Whom do you love? Whom do you love?
The night was black, the voice was blue
Around a corner mixed metaphors flew
"Onomatopoeia!" somebody screamed
You should a heard just a what I seen
Whom do you love? Whom do you love? Whom do you love?
Yeah when I use “who” it's in the Nominative Case
Never ever in a prepositional phrase
Whom do you love? Whom do you love?
Compound verbs, Complex Mind
Grammar instruction never been this fine...
Whom do you love?
Hooking Them
Okay, so that was a bit of showing off, but my point is that fostering awareness of the rules of grammar combined with a sense of story and fun may be the way to hook students. If they are involved in creating something – a story, a scenario, a game – then they will invest themselves in the quality of their final product, and they will learn the skills by applying them in a less restrictive process.
Here are some options:
Students make a grammar game of their choice, with a start, an end, and a list of required areas such as “Pronoun Agreement” or “Verb Agreement”, or “Frequently Misused Words.” The fun is in the design of the game.
Students re-type one paragraph from a novel or short story, having secretly changed three punctuation marks, and then pass to next group. The other groups have to spot their three changes.
Students listen to “Conjunction Junction”, and then write their own songs about, for example, prepositions, gerunds, you get it.
Students create a series of rejected love letters and the respective responses, based on grammatical mistakes.
Students create a series of skits with “unintended consequences” after characters use the wrong words to their disadvantage.
Students write a call-in talk show or a “Dear Abby” column whereby all the callers or writers suffer from grammar-related ailments.
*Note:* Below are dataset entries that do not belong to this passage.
Issue #3071, opened 2025-04-01
There is no check on the number of tensor dimensions which leads to a buffer overflow and a crash if sum of all dimensions is too long


hadi81:
There is no check on the number of of tensor dimension which leads to a buffer overflow and a crash if it is too long e.g, the sum of all dimensions in (dim1, dim2, dim3, ...) should not exceed the available buffer size. I have attached the backtrace, model file to replicate the crash and decompiled json file.

This is related to memory corruption and arbitrary code execution. There shoud be checks before consuming this model file. Other SDKs are able to handle this and successfully report the error instead of crashing. There should be atleast followng checks:

1) Size of dimension in the input, output and intermdiate tensor should fall under valid limits. 
2) The size of dimension should not exceed the available buffer size in the buffer table

[backtrace.txt](https://github.com/user-attachments/files/19556989/backtrace.txt)
![Image](https://github.com/user-attachments/assets/263a3c24-7502-4919-9688-c120d87a09d6)

[sinewave_model.zip](https://github.com/user-attachments/files/19557005/sinewave_model.zip)

Issue #3076, opened 2025-04-01
Non Existent Buffer in Intermediate Tensor Leads to a Crash


hadi81:
If there is some non existent buffer index in intermediate tensor table, this will result in a crash. I have attached the backtrace, model file to replicate the crash and decompiled json file.

This is related to memory corruption and arbitrary code execution. There shoud be checks before consuming this model file. Other SDKs are able to handle this and successfully report the error instead of crashing.

[non_existent_buffer_in_intermediate_tensor.zip](https://github.com/user-attachments/files/19557365/non_existent_buffer_in_intermediate_tensor.zip)

Issue #3074, opened 2025-04-01
Non Existent Buffer Index in Operator Input Leads to a Crash


hadi81:
If there is some non existent buffer index in input of operator table, this will result in a crash. I have attached the backtrace, model file to replicate the crash and decompiled json file.
This is related to memory corruption and arbitrary code execution. There shoud be checks before consuming this model file. Other SDKs are able to handle this and successfully report the error instead of crashing.

[non_existent_input_buffer.txt](https://github.com/user-attachments/files/19557322/non_existent_input_buffer.txt)
![Image](https://github.com/user-attachments/assets/882fe257-9622-43bd-aaa6-61efecd92da8)

[sinewave_model.zip](https://github.com/user-attachments/files/19557326/sinewave_model.zip)

Issue #3073, opened 2025-04-01
Non Existent Buffer Index in Operator Output Leads to a Crash


hadi81:
If there is some non existent buffer index in output of operator table, this will result in a crash. I have attached the backtrace, model file to replicate the crash and decompiled json file.

This is related to memory corruption and arbitrary code execution. There shoud be checks before consuming this model file. Other SDKs are able to handle this and successfully report the error instead of crashing.

![Image](https://github.com/user-attachments/assets/6f5a9b39-f72c-412e-a1df-5b9d442fd166)
[bt.txt](https://github.com/user-attachments/files/19557216/bt.txt)

[sinewave_model.zip](https://github.com/user-attachments/files/19557222/sinewave_model.zip)

PR #3235, opened 2025-10-18
Fix incorrect buffer index failure

### LINKED ISSUE #3075: Non Existent Buffer in Output Tensor Leads to a Crash
If there is some non existent buffer index in output tensor table, this will result in a crash. I have attached the backtrace, model file to replicate the crash and decompiled json file.

This is related to memory corruption and arbitrary code execution. There shoud be checks before consuming this model file. Other SDKs are able to handle this and successfully report the error instead of crashing.

[non_existent_buffer_in_output_tensor.zip](https://github.com/user-attachments/files/19557354/non_existent_buffer_in_output_tensor.zip)

ilya-kupchenko:
Description:
bug=fixes #3075 #3076 #3077

Problem
MicroAllocator does not validate the buffer indices. If a model provides an out-of-bounds buffer index for an input, output, or intermediate tensor, it results in segmentation fault.

Solution
Add validation inside MicroAllocator to check that the buffer index for every tensor. If an invalid index is found, InitializeTfLiteTensorFromFlatbuffer and InitializeTfLiteEvalTensorFromFlatbuffer will now return kTfLiteError.

Files Modified
    tensorflow/lite/micro/micro_interpreter.cc
    tensorflow/lite/micro/micro_interpreter_test.cc

Testing
Added new Bazel tests that use models with invalid buffer-to-tensor mappings.


tensorflow/lite/micro/micro_allocator.cc
```diff
@@ -230,6 +230,19 @@ TfLiteStatus InitializeTfLiteTensorFromFlatbuffer(
...
 
+  // Validate buffer index before any dereference of the buffers vector.
+  if (buffers == nullptr) {
+    MicroPrintf("Model buffers vector is null");
+    return kTfLiteError;
+  }
+  const uint32_t buffer_index = flatbuffer_tensor.buffer();
+  if (buffer_index >= buffers->size()) {
+    MicroPrintf(
+        "Tensor references invalid buffer index %u, model has only %d buffers",
```
gonnet: All the other calls to `MicroPrintf()` have strings ending in `\n`.

ddavis-2015: @gonnet Every call to MicroPrintf() will generate a newline as the last character output.  After changing the way debug output worked a few years ago, we kept the old behavior.

ilya-kupchenko:
I squashed the commit messages, fixed the style and added end-of-line symbols, just in case. Some MicroPrintf() calls in micro_allocator.cc have them, some not. Let me know if you want me to add/remove them for all MicroPrintf() calls it in all the project in a unified way. 
If you allow, I will fix #3071, #3072, #3073, #3074, #3128and #2721. Let me know if this is OK (or what other things I can be useful for).
PS. While trying to run the CI/CD tests I ran into some errors. I described them here #3240. If this is a bug, I can push the patch for it.
Thank you!

Issue #3253, opened 2025-11-16
Feature: Add RISC-V 32 Bare-Metal Full-System Emulation Support with QEMU and UART


sshahi-mips:
This feature adds comprehensive bare-metal support for RISC-V 32-bit targets, enabling TensorFlow Lite Micro (TFLM) applications to run under full-system QEMU emulation with UART-based console output.

Key Components:

- Minimal Bootloader (start.s) for system initialization and stack setup.
- Bare-metal linker script (linker.ld) defining memory layout and section mapping.
- Stub implementations for syscall-free environments.
- Lightweight UART driver for serial logging and debugging.
- Target-specific Makefile with integrated QEMU run support.
- README documentation to guide users in building and running demos.

This introduces a dedicated layer under tensorflow/lite/micro/riscv32_baremetal/, supporting examples such as person_detection, micro_speech, dtln and hello_world. Overall, this enhancement enables fully standalone execution of TFLM workloads on RISC-V 32-bit systems without OS dependencies, improving portability, testability and embedded readiness within the QEMU "virt" environment.

PR #3254, opened 2025-11-17
Feature: Complete RISC-V baremetal support with automated qemu emulation

sshahi-mips:
**Solves issue #3253**

Adds full bare-metal RISC-V 32-bit support for TensorFlow Lite Micro, including a minimal bootloader, linker script, UART driver logging, stubs (all under tensorflow/lite/micro/riscv32_baremetal/), and a new target (riscv32_baremetal_makefile.inc) with QEMU full-system emulation. This enables running TFLM examples without any OS dependencies and improves embedded portability and testability.

### DIFF
--- a/tensorflow/lite/micro/testing/test_with_qemu.sh
+++ b/tensorflow/lite/micro/testing/test_with_qemu.sh
@@ -30,7 +30,13 @@ MICRO_LOG_PATH=${TEST_TMPDIR}/${3}
 MICRO_LOG_FILENAME=${MICRO_LOG_PATH}/logs.txt
 
 mkdir -p ${MICRO_LOG_PATH}
-qemu-${1} -cpu ${2} ${3} 2>&1 | tee ${MICRO_LOG_FILENAME}
+if [[ "${5}" == "riscv32_baremetal" ]]; then
+    # unified call
+    qemu-${1} -nographic -M virt -bios none -kernel ${3} 2>&1 | tee ${MICRO_LOG_FILENAME}
+else
+    qemu-${1} -cpu ${2} ${3} 2>&1 | tee ${MICRO_LOG_FILENAME}
+fi
+
 if [[ ${4} != "non_test_binary" ]]
 then
   if grep -q "${4}" ${MICRO_LOG_FILENAME}


tensorflow/lite/micro/riscv32_baremetal/README.md
```diff
@@ -0,0 +1,38 @@
+### **RISC-V 32-Bit Bare-Metal Support**
```
veblush, line 1: The current setup appears to be highly specific to QEMU. If this is the case, perhaps we should rename `riscv32_baremetal` to `riscv32_qemu` for better clarity.

tensorflow/lite/micro/riscv32_baremetal/debug_log.cc
```diff
@@ -0,0 +1,72 @@
+/* Copyright 2023 The TensorFlow Authors. All Rights Reserved.
```
veblush, line 1: 2025?

tensorflow/lite/micro/riscv32_baremetal/debug_log.cc
```diff
@@ -0,0 +1,72 @@
...
+See the License for the specific language governing permissions and
+limitations under the License.
+==============================================================================*/
+
+#include "tensorflow/lite/micro/debug_log.h"
+#include <stdarg.h> 
+#include <stdio.h>  
+#include "tensorflow/lite/micro/riscv32_baremetal/lightweight_snprintf.cc"
+
+// UART definitions- Datasheet: https://pdos.csail.mit.edu/6.S081/2024/lec/16550.pdf
```
veblush, line 21: How about using Semihosting instead of having UART support here?

tensorflow/lite/micro/riscv32_baremetal/stubs.cc
```diff
@@ -0,0 +1,40 @@
+extern "C" {
```
veblush, line 1: This might not be necessary if Semihosting is used?

tensorflow/lite/micro/tools/make/Makefile
```diff
@@ -881,6 +881,36 @@ $(BINDIR)%_test : $(CORE_OBJDIR)%_test.o $(MICROLITE_LIB_PATH)
 	-o $@ $< \
 	$(MICROLITE_LIB_PATH) $(LDFLAGS) $(MICROLITE_LIBS)
 
+# Build rules and object setup for the RISC-V 32-bit bare-metal target,
```
veblush, line 884: The primary Makefile should only contain common definitions. All platform-specific configurations must be moved into their respective target makefiles.

tensorflow/lite/micro/tools/make/targets/riscv32_baremetal_makefile.inc
```diff
@@ -0,0 +1,31 @@
...
+MICROLITE_LIBS = -lc -lm -lgcc 
+
+TEST_SCRIPT := $(TENSORFLOW_ROOT)tensorflow/lite/micro/testing/test_with_qemu.sh
+
+# List of available examples
+EXAMPLES := person_detection hello_world micro_speech person_detection_test hello_world_test micro_speech_test dtln_test
+
+# Run a given example in QEMU using test_with_qemu.sh
+$(EXAMPLES):
+	@$(TEST_SCRIPT) system-riscv32 - gen/riscv32_baremetal_x86_64_default_gcc/bin/$@ non_test_binary riscv32_baremetal
```
veblush, line 29: This doesn't seem like the best place for the examples instructions. Why do we need this?

tensorflow/lite/micro/tools/make/targets/riscv32_baremetal_makefile.inc
```diff
@@ -0,0 +1,31 @@
+# Toolchain Configuration
+TARGET_ARCH := riscv32
+TARGET_TOOLCHAIN_PREFIX := riscv32-unknown-elf-
+
+# Toolchain Path 
+TARGET_TOOLCHAIN_ROOT := /home/mips/riscv32/bin/
```
veblush, line 6: I think this is the test code?

veblush (commented):
Thank you for the PR!

tensorflow/lite/micro/riscv32_baremetal/debug_log.cc
```diff
@@ -0,0 +1,72 @@
...
+
+// DebugLog()
+// TFLM's platform hook for debug logging.
+
+extern "C" void DebugLog(const char* format, va_list args) {
+#ifndef TF_LITE_STRIP_ERROR_STRINGS
+  char buffer[256];  // Temporary buffer for formatted string
+  int len = mini_vsnprintf(buffer, sizeof(buffer), format, args);
+  if (len > 0) {
+    UART0_FCR = UARTFCR_FFENA;
```
ddavis-2015, line 57: Should be part of uart_puts method.

tensorflow/lite/micro/riscv32_baremetal/debug_log.cc
ddavis-2015: @veblush I dont think we should have any specific UART support here, since this PR is for generic riscv32.  Any specific UART support should be part of the application, not TFLM.  This file should look identical to `tensorflow/lite/micro/riscv32_generic/debug_log.cc` with the `std::fputs` replaced with an external `uart_puts` which is supplied by the application.  Also there should be documentation explaining the application requirements for using riscv32-baremetal (stub methods, uart, etc.)

tensorflow/lite/micro/riscv32_baremetal/debug_log.cc
```diff
@@ -0,0 +1,72 @@
...
+  }
+}
+
+// DebugLog()
+// TFLM's platform hook for debug logging.
+
+extern "C" void DebugLog(const char* format, va_list args) {
+#ifndef TF_LITE_STRIP_ERROR_STRINGS
+  char buffer[256];  // Temporary buffer for formatted string
+  int len = mini_vsnprintf(buffer, sizeof(buffer), format, args);
```
ddavis-2015, line 55: Why are we using this mini_vsnprintf?  The `eyalroz_printf` code should be used here (as per `tensorflow/lite/micro/riscv32_generic/debug_log.cc`).  If the application developer wants a different printf library, they can define their own `DebugLog` and `DebugVsnprintf`.  Slapping a `weak` attribute on these two methods in `debug_log.cc` for bare-metal should be sufficient for that to happen.

tensorflow/lite/micro/riscv32_baremetal/lightweight_snprintf.cc
ddavis-2015, line 1: @veblush I'm not seeing why this should be part of TFLM.

tensorflow/lite/micro/riscv32_baremetal/stubs.cc
ddavis-2015, line 1: @veblush Don't see how any of the stubs should be part of TFLM (except `_exit`).  No example application or unit test should require any of these stubs, nor should they currently be calling any C or C++ standard library code that would use these stubs.  The exception I think would be `_exit` as a return from `main` may trigger `_exit` as part of the C/C++ runtime.

tensorflow/lite/micro/testing/test_with_qemu.sh
```diff
@@ -30,7 +30,13 @@ MICRO_LOG_PATH=${TEST_TMPDIR}/${3}
 MICRO_LOG_FILENAME=${MICRO_LOG_PATH}/logs.txt
 
 mkdir -p ${MICRO_LOG_PATH}
-qemu-${1} -cpu ${2} ${3} 2>&1 | tee ${MICRO_LOG_FILENAME}
+if [[ "${5}" == "riscv32_baremetal" ]]; then
+    # unified call
+    qemu-${1} -nographic -M virt -bios none -kernel ${3} 2>&1 | tee ${MICRO_LOG_FILENAME}
```
ddavis-2015, line 35: @veblush If something beyond `apt install qemu-system` is involved in running this command or some other Linux OS configuration is required, this should be documented.

tensorflow/lite/micro/tools/make/targets/riscv32_baremetal_makefile.inc
ddavis-2015: @veblush The toolchain download should occur here as per `tensorflow/lite/micro/tools/make/targets/riscv32_generic_makefile.inc`

Issue #3256, opened 2025-11-25
feat(compression): update tooling to use DECODE operators


rkuester:
## Summary

Update the compression tooling to produce models that use DECODE
operators instead of the metadata-based compression scheme.

The interpreter already supports DECODE operators for decompression.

Students write on a topic such as “Raising awareness about youth homelessness in our state,” but change their audience: A group of parents, a group of teachers, a group of friends, the governor. In doing so, they change their language considerations to fit each audience.
A Grammatical Vision
To close: Anything we want to accomplish, whether it is starting a garden, building a bookshelf, or making homemade jam, begins with a vision. That vision is not to master all the individual skills – those are the steps toward the vision. To make kids memorize the steps without giving them a purpose is what happens when we teach grammar in isolation.